US president Stephen Pack told a meeting of its lay council on Monday that Rabbi Mirvis had been asked to give a decision in time for next July’s election of trustee officers.

Mr Pack was “quite confident that he is aware of our timetable and he will come up with something sooner rather than later”.

In May, a number of women were elected to chair their local US congregations for the first time after Lord Sacks and the London Beth Din approved the move in his final year of office.

At present, the US is governed by seven male trustees — a president, three vice-presidents and three treasurers — while four women attend meetings as observers.

US leaders were considering cutting the number of seats on the top table to “eight or thereabouts” and scrapping designated posts except for president and treasurer, Mr Pack said.

The proposal to allow women trustees raised issues of Jewish law, which were now under consideration by the Chief Rabbi and Beth Din. But his personal view was that US rabbis had been, “much more concerned about women chairs than they were about women trustees”.
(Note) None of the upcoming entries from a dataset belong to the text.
PR #297, opened 2020-05-19
Moved documentation comments in infstat

### LINKED ISSUE #294: Fix documenting comments for InfStat
Right now, the documenting comments for the entries in InfStat occur AFTER the value. The result is, the document comment is now describing the value AFTER the value it is intended to document.

Comments should be adjusted to be before the line of code they document.

I'm sure this happens in other places too, but I was just working in this area when I noticed it, and wanted to make a note to fix this instance later.

CloneDeath:
Fixes #294


weshinsley:
Incidentally, the original comments looked fine for spaces but not tabs...! ;-)

CloneDeath:
@weshinsley It's not just GitHub, but also the IDE. The problem is, documentation comments describe the NEXT line of code. So, if you hover over the variable elsewhere in the code, you get the wrong documentation (the documentation meant for the previous line of code is shown in intellesense).

weshinsley:
Personal preference I guess - in VS with a wide-screen, I actually find the same-line comments much clearer to read (and they are all lined up in VS - spaces/tabs here are different) - but when looking on github, I think it looks better separate lines.

CloneDeath:
Yeah, that's how I noticed the issue. I was working on some relevant code, and getting completely nonsensical documentation. This is just something we need to be cognisant of going forward.

PR #299, opened 2020-05-20
Fix doxygen build on master

matt-gretton-dann:
This PR fixes the doxygen build failures on master.  Also makes the flow run on all pushes (but only deploy on a push to master) to make checking for issues easier down the line)

(Caused by #238 and doxygen CI flow historically only being run on pushes to master - CC @zebmason).

### DIFF
--- a/.github/workflows/doxygen.yml
+++ b/.github/workflows/doxygen.yml
@@ -14,6 +14,9 @@ jobs:
     steps:
     - uses: actions/checkout@v2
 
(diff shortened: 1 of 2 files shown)


matt-gretton-dann:
Breaking the rules and force pushing this as an admin without full review as it will make the CI loop on master green.

zebmason:
It shows green now on my [badges](https://github.com/zebmason/covid-sim/tree/badges) branch

PR #302, opened 2020-05-20
Refactor CovidSim icdf array population into helper function

mstevens-uk:
A helper function setICDF() has been added to CovidSim to consolidate the population logic for icdf arrays.

### DIFF
--- a/src/CovidSim.cpp
+++ b/src/CovidSim.cpp
@@ -59,7 +59,7 @@ int GetInputParameter(FILE*, FILE*, const char*, const char*, void*, int, int, i
 int GetInputParameter2(FILE*, FILE*, const char*, const char*, void*, int, int, int);
 int GetInputParameter3(FILE*, const char*, const char*, void*, int, int, int);
 
-void setICDF(double* icdf, int startValue);
+void SetICDF(double* icdf, int startValue);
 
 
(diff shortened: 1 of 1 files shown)


src/CovidSim.cpp
```diff
@@ -59,6 +59,8 @@ int GetInputParameter(FILE*, FILE*, const char*, const char*, void*, int, int, i
 int GetInputParameter2(FILE*, FILE*, const char*, const char*, void*, int, int, int);
 int GetInputParameter3(FILE*, const char*, const char*, void*, int, int, int);
 
+void setICDF(double* icdf, int startValue);
```
CloneDeath, line 62: Function name should be SetICDF to conform with the other PascalCase global function names.

src/CovidSim.cpp
```diff
@@ -5665,3 +5646,16 @@ int GetInputParameter3(FILE* dat, const char* SItemName, const char* ItemType, v
 	//	fprintf(stderr,"%s\n",SItemName);
 	return FindFlag;
 }
+
+/* helper function to set icdf arrays */
+void setICDF(double* icdf, int startValue)
+{
+	int i;
```
CloneDeath, line 5653: Move i declaration inline to for loop.

ie: `for (int i = 0; i < CDF_RES; i++)`

src/CovidSim.cpp
mstevens-uk: Agreed - change committed.

src/CovidSim.cpp
mstevens-uk: Agreed - change committed.

PR #303, opened 2020-05-20
Use cstring, cerrno, cstddef, climits, cstdint, csignal, ctime

zdroid:
Replaces minor headers with their modern variants


weshinsley:
Have resolved the conflicts (which were just those caused by merging #301 and merged.

Issue #305, opened 2020-05-20
Use a widely-available coding style and enforce it


zdroid:
This is fairly easy to do with VS Code / Visual Studio. This project's code is currently highly unreadable and that's very detrimental to the future development. `Visual Studio` style is very similar to this project's one, among the widely-available ones.

There is also a lot of tab-space mixing which looks horrible on every setup.

CloneDeath:
Agreed. Maybe we should start a contributing guide?

ozmorph:
I agree as well.

I would personally prefer 4 spaces to tabs simply because they make GitHub Pull Requests easier to read. GitHub's code view defaults a tab to 8 spaces, which in a code base that relies on very nested logic (like this one) makes the code shift to the right so much that it sometimes wraps around.

CloneDeath:
I prefer tabs, but don't care enough to argue it.

Also, take that survey with a grain of salt, as it really is more of a reflection of what IDEs are popular and their default settings.

I say we just start with a popular style guide that sort of matches what we want the code to look like (not necessarily what it is now), and make adjustments from there.

ozmorph:
Very true about the survey and its findings. I won't argue the tabs vs. spaces debate, just stating my personal preference. I'll use whatever the community decides.

zebmason:
During a previous conversation with @matt-gretton-dann he said he'd put together a clangformat file. Other conversations with Matt have resulted in Allman braces everywhere (probably)
Classes & Namespaces: CamelCase
Member variables: snake_case_with_trailing_underscore_
Member methods: snake_case()
Variables: snake_case

zdroid:
@ozmorph There's not really much to argue about there. Diff logs look horrible with tabs, and especially with tabs and spaces mixed. It is configurable, but most of the users will never bother to do that. In case they see a horrible looking code, they won't keep looking.

Using spaces instead of tabs allows a more general config, like `.editorconfig`, to be used for all textual files (R, Python, C++, txt). All coding styles supported by VS Code (Google, LLVM, Visual Studio, Chromium, Mozilla, WebKit) use spaces instead of tabs.

CloneDeath:
> During a previous conversation with @matt-gretton-dann he said he'd put together a clangformat file. Other conversations with Matt have resulted in Allman braces everywhere (probably)
> Classes & Namespaces: CamelCase
> Member variables: snake_case_with_trailing_underscore_
> Member methods: snake_case()
> Variables: snake_case

[...]

PR #307, opened 2020-05-20
Refactor the Kernel

zebmason:
Refactor the code in Kernels.h & .cpp to C++ code

### DIFF
--- a/src/Kernels.cpp
+++ b/src/Kernels.cpp
@@ -3,68 +3,70 @@
 #include "Kernels.h"
 #include "Error.h"
 #include "Dist.h"
-#include "Param.h"
 
-#include "Model.h"
+using namespace CovidSim::TBD1;
 
-// To speed up calculation of kernel values we provide a couple of lookup
-// tables.
-//
-// nKernel is a P.NKR+1 element table of lookups nKernel[0] is the kernel
-// value at a distance of 0, and nKernel[P.NKR] is the kernel value at the
-// largest possible distance (diagonal across the bounding box).
-//
-// nKernelHR is a higher-resolution table of lookups, also of P.NKR+1
-// elements.  nKernelHR[n * P.NK_HR] corresponds to nKernel[n] for
-// n in [0, P.NKR/P.NK_HR]
-//
-// Graphically:
-//
-// Distance 0            ...                              Bound Box diagonal
-//          nKernel[0]   ... nKernel[P.NKR / P.NK_HR] ... nKernel[P.NKR]
-//          nKernelHR[0] ... nKernelHR[P.NKR]
-double *nKernel, *nKernelHR;
-
-void InitKernel(double norm)
+bool KernelLookup::setup(double longest_distance)
 {
-	double(*Kernel)(double);
-
-	if (P.KernelType == 1)
-		Kernel = ExpKernel;
-	else if (P.KernelType == 2)
-		Kernel = PowerKernel;
-	else if (P.KernelType == 3)
-		Kernel = GaussianKernel;
-	else if (P.KernelType == 4)
-		Kernel = StepKernel;
-	else if (P.KernelType == 5)
-		Kernel = PowerKernelB;
-	else if (P.KernelType == 6)
-		Kernel = PowerKernelUS;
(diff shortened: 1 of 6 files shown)


zebmason:
This is just a heads up so I don't find anyone else doing the same refactoring

CloneDeath:
Ha, I was actually in the middle of a VERY similar change, before backing out to work on something else.

You have my approval, I look forward to seeing it when done :)

zebmason:
@matt-gretton-dann Are the naming conventions for structs the same as for classes?

CloneDeath:
@matt-gretton-dann Yes, PascalCase for structs as well as classes. And make sure to use snake_case for class/struct functions.

zebmason:
And snake_case_ for public member variables?

CloneDeath:
snake_case_ (with underscore) for private,

I **think** @matt-gretton-dann wanted just snake_case (no underscore) for public, but I can't seem to find where I saw that...

Honestly, I wouldn't stress *too* much about it. If Matt has an issue with something you've done, just make sure to note it in #305 so we can make sure to include it in our style guide.

We're all trying to figure out how things ought to be as a community, you're definitely not alone in this :)

zebmason:
@dlaydon Could you look at the comments in Kernels.h or suggest someone else, please?

src/Kernels.cpp
```diff
@@ -3,132 +3,136 @@
...
-		Kernel = GaussianKernel;
-	else if (P.KernelType == 4)
-		Kernel = StepKernel;
-	else if (P.KernelType == 5)
-		Kernel = PowerKernelB;
-	else if (P.KernelType == 6)
-		Kernel = PowerKernelUS;
-	else if (P.KernelType == 7)
-		Kernel = PowerExpKernel;
+	try
```
CloneDeath, line 11: I think this is a case of tell don't ask.

Let the function throw an exception instead of returning a boolean.

zebmason: Did think about that at the time but I'm always loath to change the behaviour of unfamiliar code so I thought I'd do the ugly solution. I'll change it and not do any check on return. Thanks.

zebmason:
@weshinsley Ready for review

src/Kernels.h
```diff
@@ -1,16 +1,122 @@
...
+      /// \return Probability
+      double step(double r2) const;
+    };
+
+    /// \brief To speed up calculation of kernel values we provide a couple of lookup
+    /// tables.
+    ///
+    /// lookup_ is a table of lookups. lookup_[0] is the kernel
+    /// value at a distance of 0, and lookup_.back() is the kernel value at the
+    /// largest possible distance (diagonal across the bounding box).
```
matt-gretton-dann, line 67: `(diagonal across the bounding box)` is incorrect with spherical co-ordinates.  See https://github.com/mrc-ide/covid-sim/blob/master/src/SetupModel.cpp#L201

zebmason: Bit obvious I suppose - the bounding box could straddle the equator and we do live on an oblate spheroid.

zebmason:
@matt-gretton-dann I did think this would just be a first commit to move the code around and thus be functionally identical. I had intended to re-do the numerics of the table calculation as they waste a lot of flops and I didn't see the compiler ever being intelligent enough to optimise them but I suppose they're not important if the table only needs calculating the once.

weshinsley:
I don't know why the CI for macOS is doing this - no-one has cancelled it...

zebmason:
@weshinsley It used to be that one of the Linux containers used to time out. Rather a pain but I usually just amend the last commit to create a new hash and then force push. Have a good weekend.

zebmason:
Unit tests look a tough one. The actual kernel functions can be tested with a few different values but they are trivial apart from discerning appropriate values. I'd kick it back to Imperial and ask them to think on the tests.

zebmason:
@weshinsley, @zdroid Interestingly this PR had already implemented all the changes in #419 some time ago

weshinsley:
Yeah, I know... PR #419 was a fairly easy one for me to review...! This one may be better for Matt to finish off...

PR #66, opened 2023-08-17
renegade_contracts: darkpool: inject statement into witness

akirillo:
This PR introduces witness injection, i.e. converts the proof statements into an array of scalars, computes a pedersen commitment to each, and appends these commitments to the witness commitments. This ordering should be consistent with what is in the relayer.

**Testing**
The current darkpool tests will fail in response to these changes. Now that we are injecting (real) statements into (dummy) witnesses, the dummy circuit proof witnesses effectively become malformed and will not verify.
This PR deliberately doesn't make any testing changes yet, as I need to weight out the options of either 1) forking the darkpool contract & making dummy statement types just for testing, or 2) configuring the e2e tests to use our actual circuits (!!)

### DIFF
--- a/src/utils/crypto.cairo
+++ b/src/utils/crypto.cairo
@@ -1,0 +1,76 @@
+use traits::{TryInto, Into};
+use option::OptionTrait;
+use array::{ArrayTrait, SpanTrait};
+use keccak::keccak_u256s_le_inputs;
+use ec::ec_mul;
+
+use alexandria::data_structures::array_ext::ArrayTraitExt;
+use renegade_contracts::verifier::scalar::{Scalar, ScalarSerializable};
+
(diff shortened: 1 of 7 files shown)


src/utils/crypto.cairo
```diff
@@ -0,0 +1,76 @@
...
+            },
+        };
+    };
+
+    commitments
+}
+
+fn inject_witness<T, impl TScalarSerializable: ScalarSerializable<T>>(
+    B: EcPoint, B_blind: EcPoint, statement: @T, ref witness_commitments: Array<EcPoint>
+) {
```
joeykraut: 1. Let's add a docstring
2. I'd prefer a different name; maybe `append_statement_commitments`. This method doesn't really "inject" a witness into anything and I believe the calling code reads quite differently with the name `inject_witness`

joeykraut (approved):
Clean, one suggestion on naming

PR #67, opened 2023-08-18
renegade_contracts: darkpool: multiple verifier contracts

akirillo:
This PR introduces usage of multiple verifier contracts in the darkpool for each separate circuit.

New Cairo tests have been added for upgrading the verifier contracts and ensuring that upgrading is access-gated.

E2E tests for this (and witness injection) are left for a future PR, I'l be creating a new dummy circuit that expects the actual circuits' statements but does nothing with them, keeping the circuit small but allowing us to accurately test both multi-circuit verification and witness injection.

### DIFF
--- a/src/darkpool.cairo
+++ b/src/darkpool.cairo
@@ -320,12 +320,11 @@ mod Darkpool {
             circuit_params: CircuitParams
         ) {
             ownable__assert_only_owner(@self);
-            let verifier = _get_verifier(@self, circuit);
 
             // Save verifier contract address to storage
             _write_verifier_address(ref self, circuit, verifier_contract_address);
             // Initialize the verifier
-            verifier.initialize(circuit_params);
+            _get_verifier(@self, circuit).initialize(circuit_params);
         }
 
         // -----------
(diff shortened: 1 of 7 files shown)


src/darkpool.cairo
```diff
@@ -710,11 +755,22 @@ mod Darkpool {
...
-        IVerifierDispatcher { contract_address: self.verifier_contract_address.read() }
+    fn _get_verifier(self: @ContractState, circuit: Circuit) -> IVerifierDispatcher {
+        let contract_address = match circuit {
+            Circuit::ValidWalletCreate(()) => self.valid_wallet_create_verifier_address.read(),
+            Circuit::ValidWalletUpdate(()) => self.valid_wallet_update_verifier_address.read(),
+            Circuit::ValidCommitments(()) => self.valid_commitments_verifier_address.read(),
+            Circuit::ValidReblind(()) => self.valid_reblind_verifier_address.read(),
+            Circuit::ValidMatchMpc(()) => self.valid_match_mpc_verifier_address.read(),
+            Circuit::ValidSettle(()) => self.valid_settle_verifier_address.read(),
+        };
```
joeykraut: Just call `_read_verifier_address`?

joeykraut (approved):

src/darkpool.cairo
akirillo: good catch, added that later

PR #68, opened 2023-08-19
tests: darkpool: testing multi-circuit verification

akirillo:
This PR refactors the `darkpool` e2e tests and utilities to be aware of multi-circuit verification.

Primarily, this means we are now deploying & initializing separate verifier contracts, and using new dummy circuits which expect the right witness type (so that contract-side appending of the statement into the witness works properly), but do almost nothing (so that the circuit itself stays small).

The updated tests (and those affected by changes to the utilities) pass.

This PR does NOT make all the necessary changes to the deploy scripts so that they properly deploy and initialize all of the verifier contracts, this is low priority at the moment and will be left for a future PR.

### DIFF
--- a/Cargo.toml
+++ b/Cargo.toml
@@ -8,7 +8,7 @@ starknet = "0.5.0"
 mpc-stark = "0.2"
 
 [patch."https://github.com/starkware-libs/blockifier"]
-blockifier = { git = "https://github.com/dojoengine/blockifier", rev = "c794d1b" }
+blockifier = { git = "https://github.com/renegade-fi/blockifier.git", rev = "9c9bbe1" }
 
 [patch.crates-io]
 cairo-felt = { git = "https://github.com/dojoengine/cairo-rs.git", rev = "262b7eb4b11ab165a2a936a5f914e78aa732d4a2" }
@@ -34,3 +34,4 @@ cairo-lang-sierra-to-casm = { git = "https://github.com/starkware-libs/cairo.git
 cairo-lang-starknet = { git = "https://github.com/starkware-libs/cairo.git", tag = "v2.1.1" }
 cairo-lang-syntax = { git = "https://github.com/starkware-libs/cairo.git", tag = "v2.1.1" }
 cairo-lang-utils = { git = "https://github.com/starkware-libs/cairo.git", tag = "v2.1.1" }
+cairo-lang-sierra-type-size = { git = "https://github.com/starkware-libs/cairo.git", tag = "v2.1.1" }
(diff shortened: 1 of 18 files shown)


tests/src/verifier/utils.rs
```diff
@@ -98,3 +133,146 @@ pub async fn step_verification(
     .await
     .map(|_| ())
 }
+
+// -----------------
```
akirillo, line 150: this was moved from `tests/src/utils.rs` since it is now only used for the `verifier` e2e tests (no longer the `darkpool` ones)

Cargo.toml
```diff
@@ -5,10 +5,10 @@ resolver = "2"
 
 [workspace.dependencies]
 starknet = "0.5.0"
-mpc-stark = "0.2"
+mpc-stark = "0.2.2"
```
joeykraut: Let's leave it at `0.2` and just run `cargo update`, this should get the most recent patch version every time, so we don't have to continue bumping it

src/darkpool.cairo
```diff
@@ -954,51 +940,55 @@ mod Darkpool {
...
 
-        // Step through VALID SETTLE
-        let valid_settle_verifier = _get_verifier(@self, Circuit::ValidSettle(()));
-        let valid_settle_verified = valid_settle_verifier
-            .step_verification(*verification_job_ids[5]);
-        match valid_settle_verified {
+                    i += 1;
+                },
+                Option::None(()) => {
+                    all_verified = Option::None(());
```
joeykraut: why do we need to reset this variable here? if it's entering into this state it should be `Option::None(())` and we should guarantee that elsewhere.

Somewhat related: do we have a check anywhere to ensure that the verification status is `Option::None` when we call `poll`? If not we should. For example I especially shouldn't be able to call poll when my verification status is `Option::Some(false)`. That implies this line should always be a no-op

src/verifier.cairo
```diff
@@ -55,7 +55,7 @@ mod Verifier {
     // | CONSTANTS |
     // -------------
 
-    const STEP_UNIT_GAS: u128 = 1000000;
+    const MSM_CHUNK_SIZE: usize = 50;
```
joeykraut, line 62: How did we come to choose 50? Can we document this so that we know how to update it when the assumptions underlying the choice change?

joeykraut (approved):

src/verifier.cairo
akirillo: honestly, fairly arbitrary for now as this is all pre-release code, this was a number that made tests go sufficiently fast and didn't force the vm out of steps. but will document this, ya

PR #70, opened 2023-08-21
starknet-scripts: Add `dump-deployments` CLI option

joeykraut:
### Purpose
This PR adds the `dump-deployments` CLI option to the `starknet-scripts`. When this flag is activated, the script will dump a JSON representation of the deployment state to `$(pwd)/deployments.json`.

This will be used by the `renegade` integration tests to pull the contract address at runtime from the dumped state in the Katana container.

### Testing
- Deployed to a local Katana node with `--dump-deployments` and verified the `deployments.json` file was created as expected

### DIFF
--- a/starknet_scripts/src/commands/utils.rs
+++ b/starknet_scripts/src/commands/utils.rs
@@ -1,4 +1,5 @@
-use eyre::Result;
+use eyre::{Context, Result};
+use json::JsonValue;
 use starknet::{
     accounts::{Account, Call, SingleOwnerAccount},
     contract::ContractFactory,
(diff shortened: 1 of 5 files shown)


starknet_scripts/src/commands/utils.rs
```diff
@@ -94,6 +99,35 @@ pub fn get_artifacts(artifacts_path: &str, contract_name: &str) -> (PathBuf, Pat
...
+        json::parse(&file_contents)?
+    } else {
+        json::object! {
+            deployments: {}
+        }
+    };
+
+    // Add a new deployment to the file contents
+    deployments["deployments"][contract.to_string().to_lowercase()] =
+        JsonValue::String(format!("0x{addr:x}"));
```
akirillo, line 122: if you've tested loading these deployments into `FieldElement`s and it works, then this is fine, but I feel like I remember running into expected hex length issues and as such use the `{:#64x}` formatter throughout my code

akirillo (approved):
lgtm, small suggestion that i honestly forget if its relevant or not

starknet_scripts/src/commands/utils.rs
joeykraut: The `starknet-client` that is consuming them loads them in (or should) in a length independent way

PR #71, opened 2023-08-22
tests: devnet state dumping/loading

akirillo:
This PR introduces post-contract-initialization state dumping / loading functionality to the e2e tests, in order to speed up dev cycles.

Hampstead Garden Suburb representative Simon Johnson suggested that, unless some seats on the trustee table were reserved for women, “then the odds are — from my general experience of how elections go — you will end up with eight men. At that point, you are starting to look at quotas and that is also a dangerous route to go down.”

But Golders Green delegate Jonathan Davies disputed the argument that women would not fare well in an open election.

Mr Pack also told the council that Rabbi Mirvis’s decision to be the first serving Chief Rabbi to attend the Limmud winter conference had been “very well received. I think what we will probably see is a lot of our rabbonim going there to support him — and maybe even more of our community will go as well.”